To determine how much shorter it is for Sylvia to walk through the park compared to walking down Johnson Avenue and then turning right on 41st Street, we first need to visualize her two routes.
Route 1 (Walking down Johnson Avenue and then turning right):
- Sylvia walks down Johnson Avenue from 42nd Street to 41st Street (1 block).
- Then she turns right on 41st Street and walks to Edison Avenue (1 block).
Thus, the total distance for Route 1 is:
- 1 block (Johnson Avenue) + 1 block (41st Street) = 2 blocks.
Route 2 (Walking through the park):
- Sylvia walks diagonally through the park, which forms a right triangle with her walking distances as the legs of the triangle.

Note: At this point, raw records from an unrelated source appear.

PR #723, opened 2016-01-20
Raven client fingerprint support

damour:
Raven client [fingerprint] (https://github.com/getsentry/raven-php/blob/master/docs/usage.rst#optional-attributes) support.


Seldaek:
Thanks

Issue #695, opened 2015-12-02
MongoDBHandler can use ext-mongodb instead of userland library


jmikola:
See: https://github.com/Seldaek/monolog/pull/676#issuecomment-161344479

Since the handler class is constructed with the `$database` and `$collection` names as strings, we can receive a `MongoDB\Driver\Manager` instance and log messages with:

```
$bulk = new MongoDB\Driver\BulkWrite;
$bulk->insert($document);
$manager->executeBulkWrite($database . '.' . $collection, $bulk);
```

`executeBulkWrite()` can take an optional WriteConcern as its third argument, but it doesn't look like Monoglog is using that anyway.

Seldaek:
ping @jmikola I can't assign you to the issue as you're not a contributor so.. just leave this notification unread as a TODO :p

jmikola:
Too late. I already had the tab open. Please try again!

/me closes tab

Seldaek:
ping @jmikola (this is getting absurd) :p

jmikola:
Related PR: #724

PR #724, opened 2016-01-20
Address issue #695

billybanfield:
Add manager as a possible argument to the MongoDBHandler so that writing can be done directly through the extension.


src/Monolog/Handler/MongoDBHandler.php
```diff
@@ -28,14 +28,20 @@
...
     public function __construct($mongo, $database, $collection, $level = Logger::DEBUG, $bubble = true)
     {
-        if (!($mongo instanceof \MongoClient || $mongo instanceof \Mongo || $mongo instanceof \MongoDB\Client)) {
+        if (!($mongo instanceof \MongoClient || $mongo instanceof \Mongo || $mongo instanceof \MongoDB\Client || $mongo instanceof \MongoDB\Driver\Manager)) {
             throw new \InvalidArgumentException('MongoClient, Mongo or MongoDB\Client instance required');
         }
-
-        $this->mongoCollection = $mongo->selectCollection($database, $collection);
+        $this->namespace = "$database.$collection";
+        if($mongo instanceof \MongoDB\Driver\Manger) {
```
jmikola: CS: space between `if` and `(`

src/Monolog/Handler/MongoDBHandler.php
```diff
@@ -28,14 +28,20 @@
...
 
     public function __construct($mongo, $database, $collection, $level = Logger::DEBUG, $bubble = true)
     {
-        if (!($mongo instanceof \MongoClient || $mongo instanceof \Mongo || $mongo instanceof \MongoDB\Client)) {
+        if (!($mongo instanceof \MongoClient || $mongo instanceof \Mongo || $mongo instanceof \MongoDB\Client || $mongo instanceof \MongoDB\Driver\Manager)) {
             throw new \InvalidArgumentException('MongoClient, Mongo or MongoDB\Client instance required');
         }
-
-        $this->mongoCollection = $mongo->selectCollection($database, $collection);
+        $this->namespace = "$database.$collection";
```
jmikola: The namespace is only applicable for the `MongoDB\Driver\Manager` case, so we can probably move this within the conditional below. Typically, `$database . '.' . $collection` is preferred over variable name expansion in double-quoted strings.

src/Monolog/Handler/MongoDBHandler.php
```diff
@@ -44,8 +50,12 @@ protected function write(array $record)
     {
         if ($this->mongoCollection instanceof \MongoDB\Collection) {
             $this->mongoCollection->insertOne($record["formatted"]);
+        } else if($this->mongoCollection instanceof \MongoCollection) {
+            $this->mongoCollection->insert($record["formatted"]);
```
jmikola: Rather than `else if`, I'd suggest a series of `if` blocks that return:

```php
if ($this->mongoCollection instanceof \MongoDB\Collection) {
    $this->mongoCollection->insertOne($record['formatted']);

    return;
}

// $this->manager instanceof  \MongoDB\Driver\Manager
if ($this->mongoCollection instanceof \MongoCollection) {
    $this->mongoCollection->insert($record['formatted']);

    return;
}

$bulk = new \MongoDB\Driver\BulkWrite;
$bulk->insert($record['formatted']);
$this->$manager->executeBulkWrite($this->namespace, $bulk);
```

src/Monolog/Handler/MongoDBHandler.php
```diff
@@ -28,14 +28,20 @@
 class MongoDBHandler extends AbstractProcessingHandler
 {
     protected $mongoCollection;
+    protected $namespace;
+    protected $manager;
```
jmikola: I'd suggest making all three of these private. If needed, they can be opened up later.

src/Monolog/Handler/MongoDBHandler.php
```diff
@@ -28,14 +28,20 @@
...
 
     public function __construct($mongo, $database, $collection, $level = Logger::DEBUG, $bubble = true)
```
jmikola: We can add a doc block here:

```
/**
 * Constructor.
 *
 * @param Client|Manager|Mongo|MongoClient $mongo      MongoDB driver or library instance
 * @param string                           $database   Database name
 * @param string                           $collection Collection name
 * @param int                              $level      The minimum logging level at which this handler will be triggered
 * @param Boolean                          $bubble     Whether the messages that are handled can bubble up the stack or not
 */
```

jmikola:
General feedback. The various MongoDB driver/library classes can be given `use` statements at the top of the file, so we can avoid full namespaces in the code. This will also ensure the API doc generator picks them up:

```
use MongoDB\Driver\Manager;
use MongoDB\Client;
use Mongo;
use MongoClient;
```

The class-level doc block can also be improved:

```
/**
 * Logs to a MongoDB database.
 *
 * Usage example:
 *
 *   $handler = new MongoDBHandler(new MongoDB\Client, 'logs', 'prod');
 *   $logger = new Logger('application');
 *   $logger->pushHandler($handler);
 *
 * The above examples uses the MongoDB PHP library's client class; however,
 * classes from ext-mongodb (MongoDB\Driver\Manager) and ext-mongo (Mongo and
 * MongoClient) are also supported.
 */
```

----

@Seldaek: Are you actively using `@author` tags? Just asking because we recently decided to remove them from the ODM (they're prone to getting outdated, and git already tells us who worked on a file). If so, should @billybanfield add himself as an author?

src/Monolog/Handler/MongoDBHandler.php
billybanfield: - [x]

src/Monolog/Handler/MongoDBHandler.php
billybanfield: done.

src/Monolog/Handler/MongoDBHandler.php
billybanfield: done

src/Monolog/Handler/MongoDBHandler.php
billybanfield: done.

src/Monolog/Handler/MongoDBHandler.php
billybanfield: done

src/Monolog/Handler/MongoDBHandler.php
Seldaek: @billybanfield if it's done you forgot to push?! Because here it's not done :)

Seldaek:
No we don't actively use @author, it's usually just a nod at the initial author of the file and anyone having done major contributions maybe, but I don't think anyone doing minor stuff should go there, and yes git history is the most valuable source really.

billybanfield:
moved tests to correct commit

src/Monolog/Formatter/MongoDBFormatter.php
```diff
@@ -100,6 +102,13 @@ protected function formatException(\Exception $exception, $nestingLevel)
...
     {
-        return new \MongoDate($value->getTimestamp());
+        $seconds = (int) $value->format('U');
+        $milliseconds = (int) $value->format('u') / 1000;
+
+        if ($seconds < 0) {
+            return new UTCDateTime($seconds * 1000 - $milliseconds);
+        } else {
+            return new UTCDateTime($seconds * 1000 + $milliseconds);
+        }
```
jmikola: @Seldaek: I'm not sure what the point of this class was, as it was never the default formatter for the MongoDB handler. I suppose people may be using it manually?

In any event, this update was required for the new driver's date class. This math is prone to causing integer overflow on 32-bit systems, but that shouldn't be an issue for PHP 7, since it supports 64-bit ints on all platforms.

src/Monolog/Handler/MongoDBHandler.php
```diff
@@ -11,41 +11,66 @@
...
+ * Usage example:
  *
- *   $log = new Logger('application');
- *   $mongodb = new MongoDBHandler(new \Mongo("mongodb://localhost:27017"), "logs", "prod");
+ *   $log = new \Monolog\Logger('application');
+ *   $client = new \MongoDB\Client('mongodb://localhost:27017');
+ *   $mongodb = new \Monolog\Handler\MongoDBHandler($client, 'logs', 'prod');
  *   $log->pushHandler($mongodb);
  *
- * @author Thomas Tourlourat <thomas@tourlourat.com>
```
jmikola: This class was essentially rewritten from the 1.x version, so I didn't see much reason to keep `@author` around.

tests/Monolog/Handler/MongoDBHandlerTest.php
```diff
@@ -21,45 +22,57 @@ class MongoDBHandlerTest extends TestCase
...
     {
-        public function selectCollection()
-        {
+        if (!(class_exists('MongoDB\Driver\Manager'))) {
+            $this->markTestSkipped('ext-mongodb not installed');
+        }
+
+        /* This can become a unit test once ManagerInterface can be mocked.
+         * See: https://jira.mongodb.org/browse/PHPC-378
+         */
```
jmikola: I noticed that some of the other test (e.g. CouchDB) were functional/integration instead of unit. We'll need to do the same here until we have mockable interfaces in the extension, since the core classes themselves are all final.

src/Monolog/Formatter/MongoDBFormatter.php
Seldaek: Yeah it was an optional formatter.. I'm not sure if it is still relevant with the latest mongo clients or not. I know nothing about mongo :)

Seldaek:
So this is only for the master branch and drops support for old mongo client versions right? It now only supports latest client + extension AFAIK. Fine by  me as master targets 2.0.

jmikola:
@Seldaek: Correct. The legacy driver doesn't (and won't) support PHP 7 and HHVM, so it made sense to remove it.

src/Monolog/Formatter/MongoDBFormatter.php
jmikola: It was obvious that this date formatting needed an update, but I didn't read into the rest of the class enough to see how this differs from NormalizerFormatter. All we're doing here is storing MongoDB's native date type instead of a string date produced by NormalizerFormatter.

ZergMark:
@billybanfield I made a small change and [a PR](https://github.com/billybanfield/monolog/pull/2) on your branch to make this a little more PHP7 specific.

tests/Monolog/Handler/MongoDBHandlerTest.php
stof: Well, technically, having a functional test is better for them. Otherwise, you test the handler against your assumption of the mongodb behavior, but there is nothing guaranteeing that the handler actually works with a real mongo

tests/Monolog/Handler/MongoDBHandlerTest.php
```diff
@@ -21,45 +22,57 @@ class MongoDBHandlerTest extends TestCase
...
+        $mongodb = new Manager('mongodb://localhost:27017');
+        $handler = new MongoDBHandler($mongodb, 'test', 'monolog');
+        $record = $this->getRecord();
+
+        try {
+            $handler->handle($record);
+        } catch (\RuntimeException $e) {
+            $this->markTestSkipped('Could not connect to MongoDB server on mongodb://localhost:27017');
```
stof: this should rather be checked earlier than the ``->handle`` call, to avoid catching exceptions coming from Monolog.

And the test should have an assertion in case of success (checking that the mongo collection contains the record) ?

PR #725, opened 2016-01-21
Allow GroupHandler to set a formatter to all nested handlers

eexit:
Hello,

I would like to know if it's possible to add such shortcut for the `GroupHandler`?

Thanks,


Seldaek:
Why not I guess..

eexit:
Thanks @Seldaek!

eexit:
Should I port the change to the master branch?

Seldaek:
No I'll merge 1.x into master myself it's easier to keep the branches consistent that way I think but thanks :)

PR #727, opened 2016-01-23
add release number to every log

greg0ire:
This adds an internal release number to the raven handler. The release
number is added to what is sent to sentry unless something already is
present because a release number was sent via "context" or "extra".

An abstraction might be introduced somewhere to represent release number generators, so that different generators might be implemented, but I am not sure where, and I am also unsure whether such a class should be injected instead of the release number. In short, should it work like this : 

```
$releaseNumberGenerator = new GitDescribeReleaseNumberGenerator();
$ravenHandler->setRelease($releaseNumberGenerator->generate());
```

or like this : 

```
$ravenHandler->setReleaseGenerator($releaseNumberGenerator);
// the handler calls generate() internally
```

or if both things should be possible.

Finally, I named the internal variable "release" instead of "releaseNumber" because of what already existed, but I am ok to change that.

### DIFF
--- a/src/Monolog/Handler/RavenHandler.php
+++ b/src/Monolog/Handler/RavenHandler.php
@@ -39,6 +39,12 @@ class RavenHandler extends AbstractProcessingHandler
     );
 
     /**
+     * @var string should represent the current version of the calling
+     *             software. Can be any string (git commit, version number)
+     */
+    private $release;
+
+    /**
      * @var Raven_Client the client object that sends the message to the server
      */
     protected $ravenClient;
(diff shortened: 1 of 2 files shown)


src/Monolog/Handler/RavenHandler.php
```diff
@@ -208,4 +218,11 @@ protected function getExtraParameters()
     {
         return array('checksum', 'release');
     }
+
+    public function setRelease($value)
```
prgTW:
```
/**
 * @param string $value
 */
```
?

greg0ire: Sure, why not? Fixed :)

prgTW:
:+1

greg0ire:
ping @Seldaek

Seldaek:
Thanks

PR #728, opened 2016-02-03
Instantiate LineFormatter only when configured to use short attachment

danizord:
We don't need LineFormatter when not configured to use short attachment.
I think current tests will be enough to cover this behavior.


Seldaek:
Good catch thanks

PR #731, opened 2016-02-14
Added new Formatter to support Bunyan logging

Lunatic666:
I extended the JsonFormatter with some extra fields

### DIFF
--- a/src/Monolog/Formatter/BunyanFormatter.php
+++ b/src/Monolog/Formatter/BunyanFormatter.php
@@ -1,0 +1,136 @@
+<?php
+
+/*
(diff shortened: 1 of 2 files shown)


Seldaek:
Please release this as a standalone package instead. I'd rather not maintain too esoteric things forever as I have no domain knowledge and it makes me a bottleneck which isn't good.

You can add it to https://github.com/Seldaek/monolog/wiki/Third-Party-Packages once released to allow people to find it more easily.

Lunatic666:
Thanks, no problem. I just added it to the Wiki.

PR #734, opened 2016-03-02
GearmanHandler

VBelozyorov:
Simple handler for [Gearman](http://php.net/manual/ru/book.gearman.php) support.

### DIFF
--- a/src/Monolog/Handler/GearmanHandler.php
+++ b/src/Monolog/Handler/GearmanHandler.php
@@ -1,0 +1,75 @@
+<?php
+
+/*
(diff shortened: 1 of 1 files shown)


VBelozyorov:
TODO: tests and docs :)

Seldaek:
Thanks. However please release this as a standalone package instead. I'd rather not maintain too esoteric things forever as I have no domain knowledge and it makes me a bottleneck which isn't good.

You can add it to https://github.com/Seldaek/monolog/wiki/Third-Party-Packages once released to allow people to find it more easily!

PR #1164, opened 2018-06-08
Remove from slack handler on constructing the SlackRecord to pass the Formatte

gmponos:
During constructiong the SlackHandler a Formatter has not been set.

So it does not make sense passing the Formatter as an argument to SlackRecord. It is just confusing and makes people wonder where this has been set?


Seldaek:
Thanks

Issue #1105, opened 2018-01-17
Request: move to somewhere the hardcoded swiftmailer formatter


Fewald:
We've got an issue with default monolog formatters which leads us to custom formatters everywhere. Unfortunately, this one is hardcoded
https://github.com/Seldaek/monolog/blob/7b992836275e09ed63c63fe33ca9993e515e6c5d/src/Monolog/Handler/SwiftMailerHandler.php#L73

Will it be ok for you to have a getter for that "subject" formatter? If so, I can do PR

Seldaek:
Sure feel free to add a getter for it that takes the $message->getSubject() as argument or even the whole $message instance.

PR #1166, opened 2018-06-11
A getter for SwiftMailerHandler's subject formatter

Fewald:
https://github.com/Seldaek/monolog/issues/1105

This PR moves an instance creation of SwiftMailerHandler's subject formatter to a getter. 

Motivation: to get LineFormatter usage to be overwritable. 
Pretty minor change, still, can be useful.

I think there is no reason to cover this getter with a unit test but let me know if you'd like to.

P.S.
Why do I want to avoid LineFormatter usage? Rare cases, but for instance: to avoid calling this __toString() https://github.com/Seldaek/monolog/blob/master/src/Monolog/Formatter/NormalizerFormatter.php#L138 of this zf1 class https://github.com/zendframework/zf1/blob/master/library/Zend/Controller/Response/Abstract.php#L32 who thinks that __toString() method call is a reason to send headers
https://github.com/zendframework/zf1/blob/master/library/Zend/Controller/Response/Abstract.php#L768,%20L794

### DIFF
--- a/src/Monolog/Handler/SwiftMailerHandler.php
+++ b/src/Monolog/Handler/SwiftMailerHandler.php
@@ -12,6 +12,7 @@
 namespace Monolog\Handler;
 
 use Monolog\Logger;
+use Monolog\Formatter\FormatterInterface;
 use Monolog\Formatter\LineFormatter;
 use Swift_Message;
 use Swift;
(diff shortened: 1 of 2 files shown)


Fewald:
@Seldaek There was a failed unrelated test: I fixed him

Seldaek:
Thanks, merged as 6e1793e and c1b610a

PR #1169, opened 2018-06-18
Better PSR-3 message formatting

lstrojny:
Successor of #972 

Does two things:

 - Include milliseconds in the default date format
 - Show actual content of the array


Seldaek:
Thanks

PR #1170, opened 2018-06-18
Include stacktraces for "previous" excpetions in LineFormatter

### LINKED ISSUE #1086: LineFormatter does not include stacktraces for "previous" exceptions
I am using the `LineFormatter` to log exceptions with stack traces.

However, `previous` exceptions are only logged with their class name, file, code and message, but no stack trace included. In many cases I have seen the stack trace of the "root" exception would be the interesting information I'd need.

So, short question: Would you support/merge a (probably trivial) PR to include stacktraces for all `previous` exceptions as well?

Should this be changed in `LineFormatter` only, or are there any other/better places?

mpdude:
Fixes #1086.


Seldaek:
Thanks

PR #1179, opened 2018-07-20
Add support for browser and OS proper recognition

mleczakm:
By default, browser and OS are not properly recognized in sentry when logging from Monolog, even if proper http-agent data is provided. Only runtime options are visible:
image
With this simple fix, when we provide additional data ([using processor](https://symfony.com/doc/current/logging/processors.html)) under `contexts` index (same as in JSON generated from JS SDK) we have it :)
image


mleczakm:
Because of no reaction I've created own bundle providing this functionality (and a bit more) - https://github.com/mleczakm/monolog-sentry-bundle

PR #1180, opened 2018-07-20
Add support for browser and OS proper recognition

mleczakm:
Same as in #1179 :) but for 1.9 branch


mleczakm:
Because of no reaction I've created own bundle providing this functionality (and a bit more) - https://github.com/mleczakm/monolog-sentry-bundle

PR #1182, opened 2018-08-02
Cast slack value to string

barryvdh:
Make sure the value is a string. Eg. for an Exception object.


barryvdh:
Ehr, not really sure what is crashting the tests. But I think that's not my fault.

barryvdh:
I think this is fixed with the latest version anyways. Not sure where the error lies.

PR #1190, opened 2018-08-17
Fix displaying anonymous classes

nicolas-grekas:
Loggin e.g. `RuntimeException@anonymous` instead of `�class@anonymous�/.../src/Controller/HelloController.php0x7f8da350c15c`


nicolas-grekas:
See https://github.com/symfony/symfony/pull/28218 btw

Seldaek:
Patch looks good but would be cool to have this as a static getClassName method on an util class than having this copied all over the place though. If you have a chance to refactor this it'd be great.

nicolas-grekas:
Updated. Good enough?

PR #1195, opened 2018-09-24
Updated @see URL for GELF formatter.

mikeschinkel:
The @see URL for GELF was broken so I found the new URL and updated it in the PHPDoc.


Seldaek:
Thanks

PR #1204, opened 2018-10-12
Add ProcessorInterface, an optional one to allow labelling Monolog processors

nicolas-grekas:
Would replace https://github.com/symfony/symfony/pull/27801, as an interface better belongs to its original package than to a bridge.


Seldaek:
Thanks

PR #1210, opened 2018-10-28
[RavenHandler] Add environment and breadcrumbs support

ottaviano:
Add Environment and Breadcrumbs support
- https://docs.sentry.io/learn/environments/
- https://docs.sentry.io/learn/breadcrumbs/


Seldaek:
Thanks

mleczakm:
Environments were already supported using tags. Breadcrumbs aren't automatically cleaned after writing to Sentry, so it is possible to send it twice. Since we already have a lot BC breaks inside 2.0 version - stop writing batch logs int context, add them into breadcrumbs with proper info and reset them after sending, just like here https://github.com/mleczakm/monolog-sentry-bundle/blob/master/Handler/Raven.php#L170 .

Seldaek:
@mleczakm there is resetBreadcrumbs() to reset them when done.. I don't think monolog can make a decision here as to when those breadcrumbs don't apply anymore, but I am not super familiar with sentry to be honest.

As for the environment, I am not sure what you suggest we do.

PR #1214, opened 2018-11-02
[RavenHandler] Add support for contexts

rvalitov:
Originates from #1179, and problem discussion is available at [Sentry](https://github.com/getsentry/sentry/issues/8555).

Sentry provides [contexts](https://docs.sentry.io/clientdev/interfaces/contexts/) to add extra data to the log. But it's not supported in current release of RavenHandler. As a result, in Sentry we see empty info like this:

image

This PR fixes this, so that user can pass `contexts` field in the record, as a result we will see something like this:

image

Users can pass information to Sentry like this:

```php
$logger = new Monolog\Logger('YOUR_LOG_NAME');
$client = new Raven_Client('YOUR_SECRET_KEY');
$stream = new RavenHandler($client);
$log->addNotice('Some information', [
    'contexts' => [
        'os' => [
            'name' => 'Windows',
            'version' => '10'
        ]
    ]
]);
```

It's also possible to pass the `contexts` using [processors](https://github.com/Seldaek/monolog/blob/master/doc/02-handlers-formatters-processors.md#processors). Example:

```php
$log->pushProcessor(function ($record) {
    $record['contexts'] = [
        'os' => [
            'name' => 'Windows',
            'version' => '10'
        ]
    ];
    return $record;
});
```

### DIFF
--- a/src/Monolog/Handler/RavenHandler.php
+++ b/src/Monolog/Handler/RavenHandler.php
@@ -182,10 +182,12 @@ class RavenHandler extends AbstractProcessingHandler
             unset($record['contexts']);
         }
         if (!empty($record['extra']['contexts'])) {
-            if (!empty($options['contexts']))
+            if (!empty($options['contexts'])) {
                 $options['contexts'] = array_merge($options['contexts'], $record['extra']['contexts']);
-            else
+            }
+            else {
                 $options['contexts'] = $record['extra']['contexts'];
+            }
             unset($record['extra']['contexts']);
         }
 
--- a/src/Monolog/Handler/RavenHandler.php
+++ b/src/Monolog/Handler/RavenHandler.php
@@ -177,6 +177,18 @@ class RavenHandler extends AbstractProcessingHandler
             $options['extra']['extra'] = $record['extra'];
         }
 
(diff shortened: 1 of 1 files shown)


src/Monolog/Handler/RavenHandler.php
```diff
@@ -177,6 +177,18 @@ protected function write(array $record): void
             $options['extra']['extra'] = $record['extra'];
         }
 
+        if (!empty($record['contexts'])) {
+            $options['contexts'] = $record['contexts'];
+            unset($record['contexts']);
+        }
+        if (!empty($record['extra']['contexts'])) {
+            if (!empty($options['contexts']))
```
mleczakm: Missing brackets.

mleczakm:
Useful contribution (I could remove some part of my bundle ;) if it only were merged, thanks a lot) but - missing tests.

src/Monolog/Handler/RavenHandler.php
rvalitov: Thank you for, new commit pushed.

rvalitov:
I'll try to add the tests later...

PR #1620, opened 2021-12-03
Store native BSON types as-is in the MongoDB formatter

ellotheth:
I like to throw MongoDB document IDs in my log context so I can cross-reference them later:

```php
$log->info("{$user->email} logged in", [ 'actor' => $user->id ]);
```

 Right now, `\Monolog\Formatter\MongoDBFormatter` flattens ObjectIds into arrays (e.g. `[ 'oid' => 'object id string', 'class' => ObjectId::class ]`). This PR allows all `\MongoDB\BSON\Type` implementations to pass through the formatter without additional processing.

### DIFF
--- a/src/Monolog/Formatter/MongoDBFormatter.php
+++ b/src/Monolog/Formatter/MongoDBFormatter.php
@@ -86,7 +86,7 @@ class MongoDBFormatter implements FormatterInterface
                 $array[$name] = $this->formatException($value, $nestingLevel + 1);
             } elseif (is_array($value)) {
                 $array[$name] = $this->formatArray($value, $nestingLevel + 1);
-            } elseif (is_object($value) && !($value instanceof Type)) {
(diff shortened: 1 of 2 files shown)


src/Monolog/Formatter/MongoDBFormatter.php
```diff
@@ -85,7 +86,7 @@ protected function formatArray(array $array, int $nestingLevel = 0)
                 $array[$name] = $this->formatException($value, $nestingLevel + 1);
             } elseif (is_array($value)) {
                 $array[$name] = $this->formatArray($value, $nestingLevel + 1);
-            } elseif (is_object($value)) {
+            } elseif (is_object($value) && !($value instanceof Type)) {
```
stof, line 89: parentheses are useless here

Seldaek:
Thanks

PR #1624, opened 2021-12-28
Check whether graylog2/gelf-php is installed  in GelfMessageFormatter constructor

b1rdex:
To make it obvious, the package is required to use the formatter.


Seldaek:
Thanks

PR #1632, opened 2022-02-02
change property visibility to protected

Flightfreak:
Turning the visibility of the properties protected makes the class useable for extension.


mfn:
Or: there are already getters for both of them, but sadly internally they are _not_ used. Which would solve the problem too…

Flightfreak:
You make a valid point, I overlooked the getters. Thanks!

Issue #924, opened 2017-02-16
Prevent infinite recursion in NormalizerFormatter::normalize


alchimik:
something like
``` php
    protected function normalize($data, $depth = 5)
    {
        if ($depth === 0) {
            return 'too deep';
        }
        
        ...

        if (is_array($data)) {
                ...
                $normalized[$key] = $this->normalize($value, $depth - 1);
                ... 
            return $normalized;
        }

        ...
    }
```

alchimik:
``` php 
$parent = [];
$child = [];
$child['parent'] = &$parent;
$parent['child'] = &$child;

function t($parent) {
	// log
}

t($parent);
```

alchimik:
fixed in #808

alchimik:
#808 - Move these changes to the branch 1x, please.

Seldaek:
Just FYI, change of plans, this was backported in #1050

AlanCrevon:
Hi.

I recently upgraded a long overdue projetct using a monolog version < 1.23.0 and this change breaks normalization for some important json data.

Do you think you could make the nesting limit optionnal ?

Thanks/

Seldaek:
@AlanCrevon what kind of depth are you looking at? I can see that 9 is pretty arbitrary, but I do wonder what would be a reasonable number to you?

Anyway perhaps we could add a setter to change the max depth on the NormalizerFormatter.. Can you please open a new issue (or even a PR?)

Geoffrey-R:
Hello,

@Seldaek https://github.com/Seldaek/monolog/pull/1633

PR #1633, opened 2022-02-08
Max depth formatter

Geoffrey-R:
Hello, 

This PR adds a configuration for max serialization depth (https://github.com/Seldaek/monolog/issues/924)

Thanks

### DIFF
--- a/src/Monolog/Formatter/JsonFormatter.php
+++ b/src/Monolog/Formatter/JsonFormatter.php
@@ -29,7 +29,6 @@ class JsonFormatter extends NormalizerFormatter
 
     protected $batchMode;
     protected $appendNewline;
-    protected $maxDepth;
 
     /**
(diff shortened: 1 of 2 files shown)


src/Monolog/Formatter/JsonFormatter.php
```diff
@@ -100,6 +103,22 @@ public function includeStacktraces($include = true)
...
+        return $this->maxDepth;
+    }
+
+    /**
+     * @param int $maxDepth
+     */
+    public function setMaxDepth($maxDepth)
+    {
+        $this->maxDepth = $maxDepth;
+    }
```
Seldaek, line 120: This here and the property declaration above + constructor assignment should probably be reused from NormalizerFormatter as this class extends it.

Seldaek:
Thanks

The vertical distance between 42nd Street and 41st Street is 1 block, and the horizontal distance from Johnson Avenue to Edison Avenue is also 1 block.
Using the Pythagorean theorem, we determine the hypotenuse (the distance through the park) as follows:
\[ \text{Distance} = \sqrt{(\text{leg1})^2 + (\text{leg2})^2} = \sqrt{(1)^2 + (1)^2} = \sqrt{1 + 1} = \sqrt{2}. \]
The distance through the park is \(\sqrt{2}\) blocks.
Comparison:
- Route 1 (via streets): 2 blocks
- Route 2 (through the park): \(\sqrt{2}\) blocks
To find out how much shorter it is to walk through the park compared to walking along the streets:
\[ \text{Difference} = 2 - \sqrt{2}. \]
Calculating this difference:
First, we approximate \(\sqrt{2} \approx 1.414\):
\[ 2 - \sqrt{2} \approx 2 - 1.414 = 0.586. \]
Thus, walking through the park is approximately 0.586 blocks shorter than walking the street route.
In conclusion, Sylvia's route through the park is \(\boxed{2 - \sqrt{2}}\) blocks shorter than walking down Johnson Avenue and then turning onto 41st Street, and this value is approximately 0.586 blocks shorter.